Real estate situation differs across Vietnam

While Ho Chi Minh City is trying to play it safe with urban real estate development, Vietnam’s provincial cities are witnessing billion-dollar projects established by private investors. Subsequently, experts cannot seem to predict a clear future for the market in 2020.

A new residential area in Binh Chanh district, Ho Chi Minh City
A new residential area in Binh Chanh district, Ho Chi Minh City

Binh Dinh Province since August 2019 has been a hot spot for investors from multiple sectors, seeing 15 licensed projects with VND36,000 billion (about US$1.5 billion) in capital.

Among them, some of the most notable real estate projects are Grand Center Quy Nhon with a total investment of VND2,119 billion (about US$91 million) from Investment JSC Hung Thinh Real Estate Corporation, and Nhon Hoi ecological urban area with a total investment of VND25,500 (about US$1.1 billion) from Phat Dat Corporation Real estate Development (PDR).

Other big real estate investors include Novaland, the second largest real estate business on Vietnamese stock market, and An Gia Real Estate JSC in Quang Ngai Province.

On the contrary, only five housing projects in HCMC have been approved, according to the HCMC Department of Natural Resources and Environment.

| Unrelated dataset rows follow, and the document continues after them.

PR #129, opened 2024-02-21
Bundle analysis: auto open and close DB session

JerrySentry:
Add a context manager for opening and closing DB sessions around queries in `AssetReport` and `BundleReport`. This way when the session in `BundleAnalysisReport` is closed, it won't make its children reports' session closed. This is needed in API when `BundleAnalysisReport` is resolved and cleaned up (ie DB session closed), but subsequent resolves to `AssetReport` and `BundleReport` will fail due to the shared DB session. This makes sure each `*Report` can manage its own DB session.

### Legal Boilerplate

### DIFF
--- a/shared/bundle_analysis/report.py
+++ b/shared/bundle_analysis/report.py
@@ -13,28 +13,14 @@ from shared.bundle_analysis import models
 from shared.bundle_analysis.parser import Parser
 
 
-def db_query(f):
-    def wrapper(*args, **kw):
-        if not args[0].db_session:
-            raise Exception(f"No DB session found for {f}")
-
-        engine = args[0].db_session.get_bind()
-        Session = sessionmaker(engine)
-        with Session() as session:
-            args[0].db_session = session
-            return f(*args, **kw)
-
-    return wrapper
-
-
 class AssetReport:
     """
     Report wrapper around a single asset (many of which can exist in a single bundle).
     """
 
-    def __init__(self, asset: models.Asset):
+    def __init__(self, db_path: str, asset: models.Asset):
+        self.db_path = db_path
         self.asset = asset
-        self.db_session = SQLAlchemySession.object_session(self.asset)
 
     @property
     def name(self):
@@ -48,15 +34,15 @@ class AssetReport:
     def size(self):
         return self.asset.size
 
-    @db_query
     def modules(self):
-        return (
-            self.db_session.query(models.Module)
-            .join(models.Module.chunks)
-            .join(models.Chunk.assets)
-            .filter(models.Asset.id == self.asset.id)
-            .all()
-        )
+        with models.get_db_session(self.db_path) as session:
+            return (
+                session.query(models.Module)
+                .join(models.Module.chunks)
+                .join(models.Chunk.assets)
+                .filter(models.Asset.id == self.asset.id)
+                .all()
+            )
 
 
 class BundleReport:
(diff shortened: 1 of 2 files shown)


shared/bundle_analysis/report.py
```diff
@@ -92,7 +95,7 @@ class BundleAnalysisReport:
     def __init__(self, db_path: Optional[str] = None):
         self.db_path = db_path
         if self.db_path is None:
-            _, self.db_path = tempfile.mkstemp()
+            _, self.db_path = tempfile.mkstemp(prefix="bundle_analysis_")
```
JerrySentry, line 98: make the temp file created for BA more identifiable. Allows API to clean of the files easier.

ajay-sentry:
I'm not too familiar with this part of the codebase, but could we have modified the __del__ method to close the session?

shared/bundle_analysis/report.py
```diff
@@ -34,54 +33,58 @@ def size(self):
...
 
     def modules(self):
-        return (
-            self.db_session.query(models.Module)
-            .join(models.Module.chunks)
-            .join(models.Chunk.assets)
-            .filter(models.Asset.id == self.asset.id)
-            .all()
-        )
+        with models.get_db_session(self.db_path) as session:
```
adrian-codecov, line 36: Will all of these open the connection, do the logic, then close the connection?

JerrySentry: Yes, the SQLAlchemy session object can act as a context manager.

shared/bundle_analysis/report.py
```diff
@@ -146,15 +149,15 @@ def metadata(self) -> Dict[models.MetadataKey, Any]:
 
     def bundle_reports(self) -> Iterator[BundleReport]:
         bundles = self.db_session.query(models.Bundle).all()
-        return (BundleReport(bundle) for bundle in bundles)
+        return (BundleReport(self.db_path, bundle) for bundle in bundles)
```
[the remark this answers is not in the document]
JerrySentry: Probably keyword is more verbose, but the variable name and the keyword is the same so I don't feel like it would be confusing to understand.

JerrySentry:
> I'm not too familiar with this part of the codebase, but could we have modified the dunder del method for this class to close the session?

@ajay-sentry do you mean have the `AssetReport` and `BundleReport` create a DB session in `__init__` and close the session in `__del__`? Yeah that should work, though the indeterministic way of knowing when the garbage collection happens have me thinking that it's not ideal. I'm worried if there's a situation where there's no connections left before previous ones gets released.

shared/bundle_analysis/report.py
```diff
@@ -34,54 +33,58 @@ def size(self):
...
     def asset_reports(self) -> Iterator[AssetReport]:
-        assets = (
-            self.db_session.query(models.Asset)
-            .join(models.Asset.session)
-            .join(models.Session.bundle)
-            .filter(models.Bundle.id == self.bundle.id)
-            .all()
-        )
-        return (AssetReport(asset) for asset in assets)
+        with models.get_db_session(self.db_path) as session:
```
ajay-sentry, line 60: > > I'm not too familiar with this part of the codebase, but could we have modified the dunder del method for this class to close the session?
> 
> @ajay-sentry do you mean have the `AssetReport` and `BundleReport` create a DB session in `__init__` and close the session in `__del__`? Yeah that should work, though the indeterministic way of knowing when the garbage collection happens have me thinking that it's not ideal. I'm worried if there's a situation where there's no connections left before previous ones gets released.

@JerrySentry yep exactly what I meant. That's a good point, probably better to have them "ad-hoc" like you have here. Though, what happens now if the connections are full when we call this line?

JerrySentry: I think it would throw an error, not exactly sure. At least what happened before when never doing a close session was that after a few sessions were opened it would spit out an error and give up.

ajay-sentry: If there's a way for us to test that scenario and make sure nothing catastrophic happens I think this lgtm :)

JerrySentry: Best way I could think of is to add a sleep in the `with`, then I made a bunch of requests at the same time. I didn't actually see any errors raised, what happened was the requests queued up till one of them was done. This is also not a true DB like the postgres we have, but it is just a mini SQLite file that is used for storing bundle stats of each commit; there shouldn't be anything catastrophic happening.

ajay-sentry (approved):
lgtm

PR #130, opened 2024-02-21
feat: use db models for feature util instead of hardcoded params [WIP]

daniel-codecov:
Moved changes from this [pr](https://github.com/codecov/shared/pull/128) to here so that new feature changes are unified.

This PR creates all the necessary changes to:
- create the new FeatureFlag and FeatureFlagVariant db models (migrations & data migrations for current Features being used)
- modify `Feature` utility to correctly fetch from the database to `check_value()` instead of using previously hardcoded parameters
- Updated most of the doc comments for `Feature` util

Tests will fail due to shared using sqlite instead of postgres


shared/rollouts/__init__.py
```diff
@@ -106,45 +114,83 @@ def _buckets(self):
...
+        Checks if the FeatureFlagVariant entries were given invalid values, which is very
+        possible since these values can be modified via Django Admin. Due to the TTL cache,
+        the values within this class will only be updated once every 5 minutes.
+        """
+        return sum(map(lambda x: x.proportion, self.ff_variants)) == 1.0 and not (
+            True
+            in map(lambda x: x.proportion < 0 or x.proportion > 1, self.ff_variants)
+        )
+
+    # NOTE: `@ttl_cache` on instance methods is ordinarily a bad idea:
```
daniel-codecov, line 158: I don't actually know if the entire spiel applies to `ttl_cache` instead of `lru_cache`, but it probably does

shared/rollouts/__init__.py
```diff
@@ -106,45 +114,83 @@ def _buckets(self):
...
     # In this case, we are okay with sharing a cache across instances, and the
     # instances are all global constants so they won't be torn down anyway.
-    @lru_cache(maxsize=50)
-    def check_value(self, identifier, default=None):
-        identifer = str(identifier)  # just in case
-        if identifier in self.overrides:
-            override_variant = self.overrides[identifier]
-            return self.variants[override_variant].value
-        elif self.proportion == 1.0 and len(self.variants) == 1:
+    @ttl_cache(maxsize=64, ttl=300)  # 5 minute ttl
```
matt-codecov, line 166: hmm. i think this will wind up making more database queries than we want. consider the following:
- we call `feature.check_value(A)`. we'll fetch the model from the db, compute which variant `A` belongs in, put it in the cache, and then return
- we immediately call `feature.check_value(B)`. `B` isn't in our cache, so we run the function again. we make a db request, compute the variant, cache it, and then return

what i think we want instead is to wrap accesses to the model in a `get_model()` function or something and put that behind a second cache, and the second cache has a TTL. something like:
```
# this caches the variant that each identifier should use, assuming the db
# model is up to date
@lru_cache(maxsize=64)
def check_value(self, identifier, default=None):
    model = self.model
    override_variant = self.get_override_variant(model)
    if override_variant:
        ... # and so on

# this will re-fetch the db model if it's stale. if anything in the model changed,
# we should clear the check_value() cache
#
# the @property means it's accessed as if it's a member variable: self.model
@property
@ttl_cache(maxsize=64, ttl=300)
def model(self):
    new_model = self.fetch_from_db()
    if new_model != self._model:
        self._model = new_model
        self.check_value.cache_clear()
    return self._model
```

shared/rollouts/__init__.py
```diff
@@ -106,45 +114,83 @@ def _buckets(self):
...
+        """
+        for variant in self.ff_variants:
+            if (
+                identifier in variant.override_owner_ids
+                or identifier in variant.override_repo_ids
+            ):
+                return variant
+        return None
+
+    def _is_valid_rollout(self):
```
matt-codecov, line 147: maybe we run this in the function that fetches values from the DB, and if it isn't valid log a warning. that way somebody making a mistake in the web UI (or the cache clearing while they're still in the middle of making updates) doesn't totally shut down every feature

we use the python standard library logger a la https://github.com/codecov/worker/blob/main/helpers/checkpoint_logger/__init__.py#L22

shared/rollouts/__init__.py
```diff
@@ -80,23 +70,41 @@ class Feature:
...
+
+            self.feature_flag = FeatureFlag(**args)
+            self.feature_flag.save()
+        else:
+            # ignore constructor args if db entry already exists.
+            self.feature_flag = ff_query.first()
+
+        self.ff_variants = list(
+            FeatureFlagVariant.objects.filter(feature_flag=self.feature_flag.name)
+        )
```
matt-codecov, line 95: you could probably just make this the definition of `_fetch_and_set_from_db()` and reuse that function here

shared/rollouts/__init__.py
matt-codecov: i think it does!

matt-codecov (commented):
very solid, thanks for updating the doc comments too! i think it needs to be reworked a bit before merging but this is good progress

once this is ready to merge, there's some non-coding work we might want to do. there are three usages of `Feature` already sort-of in use: [two in worker](https://github.com/codecov/worker/blob/f0c512d48558ef6d9fb8b7fea1dec1f9e1ea431c/rollouts/__init__.py#L16-L35) and [one in api](https://github.com/codecov/codecov-api/blob/64a6de2beb0e14ce2fc0d13ffb12cec47fc45dab/utils/rollouts.py#L10). if we just update the code and remove their variant definitions, those features will be totally disabled until we can hurry into the django admin UI and recreate them. we should try to avoid that if we can. probably the cleanest way is by creating [an additional migration to create the db rows for those features/variants](https://docs.djangoproject.com/en/1.8/topics/migrations/#data-migrations)

shared/rollouts/__init__.py
daniel-codecov: ah I see my mistake, thanks!

shared/django_apps/rollouts/migrations/0002_auto_20240223_1522.py
```diff
@@ -0,0 +1,42 @@
...
+    FeatureFlagVariant.objects.create(
+        name="use_label_index_in_report_processing_enabled",
+        feature_flag=use_label_index_in_report_processing,
+        proportion=1.0,
+        value=True,
+        override_repo_ids=[
+            "github/giovanni-guidini/sentry",
+            "github/giovanni-guidini/components-demo",
+        ],
+    )
```
daniel-codecov, line 33: to seed for these features:

https://github.com/codecov/worker/blob/f0c512d48558ef6d9fb8b7fea1dec1f9e1ea431c/rollouts/__init__.py#L16-L35

shared/django_apps/rollouts/migrations/0002_auto_20240223_1522.py
```diff
@@ -0,0 +1,42 @@
...
+    FeatureFlagVariant.objects.create(
+        name="use_label_index_in_report_processing_enabled",
+        feature_flag=use_label_index_in_report_processing,
+        proportion=1.0,
+        value=True,
+        override_repo_keys=[
+            "github/giovanni-guidini/sentry",
+            "github/giovanni-guidini/components-demo",
+        ],
+    )
```
daniel-codecov, line 33: to seed these features: https://github.com/codecov/worker/blob/f0c512d48558ef6d9fb8b7fea1dec1f9e1ea431c/rollouts/__init__.py#L16-L35

matt-codecov (approved):

PR #136, opened 2024-02-27
Daniel/postgres docker setup

daniel-codecov:
Dockerizes shared so that we can spin up a `postgres` and `timeseriesdb` container to run our tests that use postgres-specific features. Updates our github actions so that they use docker compose instead of local installations. 

Notes:
- not sure where/how we can cache some docker layers/images


.github/workflows/ci.yml
```diff
@@ -62,45 +61,23 @@ jobs:
...
-      - name: Install reqs
+      - name: Install docker compose
         run: |
-          . venv/bin/activate
-          pip install setuptools_rust
-          pip install -r tests/requirements.txt
-          pip install -r requirements.txt
-          python setup.py develop
-          pip install codecov-cli
+          sudo curl -SL https://github.com/docker/compose/releases/download/v2.20.0/docker-compose-linux-x86_64 -o /usr/local/bin/docker-compose
```
adrian-codecov, line 73: Is it normal to run sudo on ci workflows?

matt-codecov (approved):

PR #139, opened 2024-03-01
... :O Port Some API Models to Shared

adrian-codecov:
TLDR, we want to move all django API models to shared so they're shared amongst different codebases. This is a stab at it, first taking a look at `Core`, `Codecov_auth`and `Reports` apps. 

Specifically,
- I've moved all models inside those apps
-   There are some fields I didn't move as those would require a substantially higher effort. I'm abstaining from that and following [this](https://www.notion.so/sentry/Django-Model-Migration-to-Shared-795b38364fd04253a21d52bebe7f7b8a?pvs=4#7acced0486af4b299a731b84fad94147) approach instead
- I moved all migrations for all those apps
-   All the `makemigrations` commands had noop
- Moved some helper files that made sense for this transition. Didn't explicitly test those fns as they're tested through other functions in API

### Files to take a special look at
- docker-compose.yml
- setup.py
- duimmy_settings.py
- migrate.py (mostly copy paste but slight change from original file)

The rest of the files are mostly copy-paste models + migrations

### Note
I had to adjust some imports in migrations independently, for example, they used to be `from core.models import DateTimeWithouTZField` to from shared.django_apps.core.models import DateTimeWithouTZField`

### Legal Boilerplate


docker-compose.yml
```diff
@@ -31,6 +33,10 @@ services:
         tmpfs:
           size: 1024M
 
+  redis:
```
adrian-codecov, line 36: Needed to run migrations tests

shared/django_apps/dummy_settings.py
```diff
@@ -8,18 +8,63 @@
...
+    "shared.django_apps.legacy_migrations",
     "shared.django_apps.pg_telemetry",
     "shared.django_apps.ts_telemetry",
     "shared.django_apps.rollouts",
+    # API models
+    "django.contrib.admin",
+    "django.contrib.auth",
+    "django.contrib.contenttypes",
+    "django.contrib.messages",
+    "django.contrib.postgres",
```
matt-codecov, line 20: why were these necessary again? weren't they looped in because of some helper function that used a template or something? can we get rid of them?

shared/django_apps/dummy_settings.py
```diff
@@ -8,18 +8,63 @@
...
+    "shared.django_apps.codecov_auth",
+    "shared.django_apps.core",
+    "shared.django_apps.reports",
 ]
 
-MIDDLEWARE = []
+# Migrated from API to get Minio working
+MINIO_ACCESS_KEY = get_config("services", "minio", "access_key_id")
+MINIO_SECRET_KEY = get_config("services", "minio", "secret_access_key")
+MINIO_LOCATION = "codecov.s3.amazonaws.com"
```
matt-codecov, line 29: i don't think this is ever referenced. and we don't use aws at all, do we? so i think this might be dead code

shared/django_apps/dummy_settings.py
```diff
@@ -8,18 +8,63 @@
...
+MINIO_HASH_KEY = get_config("services", "minio", "hash_key")
+ARCHIVE_BUCKET_NAME = "codecov"
+
+MIDDLEWARE = [
+    "django.contrib.auth.middleware.AuthenticationMiddleware",
+    "django.middleware.common.CommonMiddleware",
+    "django.middleware.csrf.CsrfViewMiddleware",
+    "django.contrib.messages.middleware.MessageMiddleware",
+    "django.contrib.sessions.middleware.SessionMiddleware",
```
matt-codecov, line 38: are any of these still necessary?

shared/django_apps/dummy_settings.py
```diff
@@ -8,18 +8,63 @@
...
+        "APP_DIRS": True,
+        "OPTIONS": {
+            "context_processors": [
+                "django.template.context_processors.debug",
+                "django.template.context_processors.request",
+                "django.contrib.auth.context_processors.auth",
+                "django.contrib.messages.context_processors.messages",
+            ]
+        },
+    }
```
matt-codecov, line 55: is this still necessary?

codecov.yml
```diff
@@ -11,8 +11,20 @@ ignore:
...
+    hash_key: 12345bf3f7d947f2a0681b2154067890
+    verify_ssl: false
+    host: "minio"
+    port: 9000
+    # bucket: <bucket-name>
+    # region: <bucket-region>
+    access_key_id: codecov-default-key
+    secret_access_key: codecov-default-secret
+    client_uploads: true
+
```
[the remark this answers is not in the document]
matt-codecov: i know there is some mock config stuff set up in https://github.com/codecov/shared/blob/main/tests/conftest.py but i don't actually know if/where there is a yml for the docker-compose setup. it may be that nobody needed one. if we need one now, put it in the `docker` folder?

matt-codecov (commented):
looks like there are a lot of totally untested files in this PR. could you check if any of them have tests in API you can steal?
- `api_archive/archive.py`
- `api_archive/storage.py`
- `django_apps/codecov_auth/helpers.py`
- `django_apps/codecov_auth/managers.py`
- `django_apps/core/managers.py`
- anything in `django_apps/utils`
- `reports/api_report_service.py`

doesn't necessarily have to be in this PR, but would be good not to lose coverage. i guess when some of this code is deleted from API we'll be able to find tests that cover them

also i think there is a ton of code here we can dedup beyond models lol

setup.py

Reportedly, since the 2014 Housing Law took effect on July 01 in 2015, there have been 170 commercial housing projects all across the city, of which only 44 projects with 100% of residential land were approved.

Regarding to projects encompassing state-owned land, although reportedly 124 out of 150 projects have been enabled, administrative roadblocks keep most of their investors in a deadlock.

Mr. Le Hoang Chau, Chairman of HCMC Real Estate Association, has been requesting city leaders to quickly give their decision on projects being inspected to create incentive for investors to complete their financial obligations to the state and continue with constructions to provide enough residential housing for the citizens.